Tuesday, May 27, 2008

Pope urged to give advice about churchgoers with autism


Adam Race

Autism activists are asking Pope Benedict to discuss autism after a Minnesota Catholic church banned a 13-year-old boy, Adam Race, who has autism, from attending services, Christianity Today reports.

The Race family has worshipped at the Roman Catholic Church of St Joseph in Bertha, Minn., since 1996, but the week of May 16, Rev. Daniel Walz of the Church of St Joseph obtained a restraining order against Adam and his mother, Carol, because of "disruptive behavior" and out of "a growing concern for the safety of parishioners."

According to the Minneapolis Star Tribune, "Walz, the church's pastor for three years, said in an affidavit that as Adam has grown, the situation has worsened, and the boy has been 'extremely disruptive and dangerous' since last summer. Walz alleges that Adam struck a child during mass and has nearly knocked elderly people over when he abruptly bolts from church. He also spits and sometimes urinates in church and fights efforts to restrain him."

Carol Race told the Star Tribune that the family of seven typically sits in either the church's cry room or in the back pew to avoid disrupting other parishioners.

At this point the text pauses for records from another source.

PR #671, opened 2026-03-10
fix: increase extension max file count to 150

stack72:
## Summary

- The extension safety analyzer's `MAX_FILE_COUNT` was set to 100, which blocked pushing larger service extensions like `@swamp/aws/ec2` (104 models)
- Increased the limit from 100 to 150 to accommodate extensions that cover broad service APIs
- Updated the corresponding test, design doc, and skill reference to match

## Test Plan

- [x] Updated test now creates 151 files and asserts the limit is 150
- [x] All 111 extension domain tests pass
- [x] `deno lint` passes

### DIFF
--- a/.claude/skills/swamp-extension-model/references/publishing.md
+++ b/.claude/skills/swamp-extension-model/references/publishing.md
@@ -190,7 +190,7 @@ The safety analyzer scans all files before push. Issues are classified as
 | Disallowed extensions       | Only `.ts`, `.json`, `.md`, `.yaml`, `.yml`, `.txt` |
 | File too large              | Individual files must be under 1 MB                 |
 | Total size exceeded         | All files combined must be under 10 MB              |
-| Too many files              | Maximum 100 files per extension                     |
+| Too many files              | Maximum 150 files per extension                     |
 
 ### Warnings (prompted)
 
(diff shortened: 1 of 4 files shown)


stack72:
Hey @umag — thanks for the detailed investigation and POC! The A/B benchmarks and root-cause analysis made this very easy to triage.

## What we explored

We looked at three approaches:

1. **Detached subprocess flush** — spawn a background child process to handle the HTTP POST while the parent exits immediately. This looked promising, but the compiled binary's cold-start (~200-300ms) means the child can't finish flushing within any timeout shorter than its own startup time. Effectively fire-and-forget, which loses telemetry in ephemeral repos (CI, containers) where there's no next invocation.

2. **Subprocess + short grace window** — spawn the child but await it for ~200ms before detaching. Same cold-start problem: the child hasn't even begun flushing by the time the window closes.

3. **Tighter inline timeout** (what we went with) — reduce the existing `AbortSignal.timeout` from 2s to 200ms. Same code path, same spool-and-retry safety net, just a tuning change. Fast/local endpoints flush within the window; slow endpoints fall back to flushing on the next invocation, which the code already handles.

## What's still on the table

Your POC's approach (detached child process) could still be valuable if paired with a **lightweight flusher** that avoids the full binary cold-start — e.g. a small standalone script that only loads the sender and spool, not the entire CLI. That would get the flush truly off the critical path while preserving delivery. Worth revisiting if the 200ms window proves too tight for some endpoint configurations.

PR: https://github.com/swamp-club/swamp/pull/1594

"He (Rev. Walz) said that we did not discipline our son. He said that our son was physically out of control and a danger to everyone at church," she said. "I can't discipline him out of his autism, and I think that's what our priest is expecting."

"The family continued attending mass", she said in the Star Tribune, "trying to calm Adam and leaving during the closing hymn to avoid interacting with other parishioners on the way out."

No pope has ever talked publicly about autism, according to Christianity Today.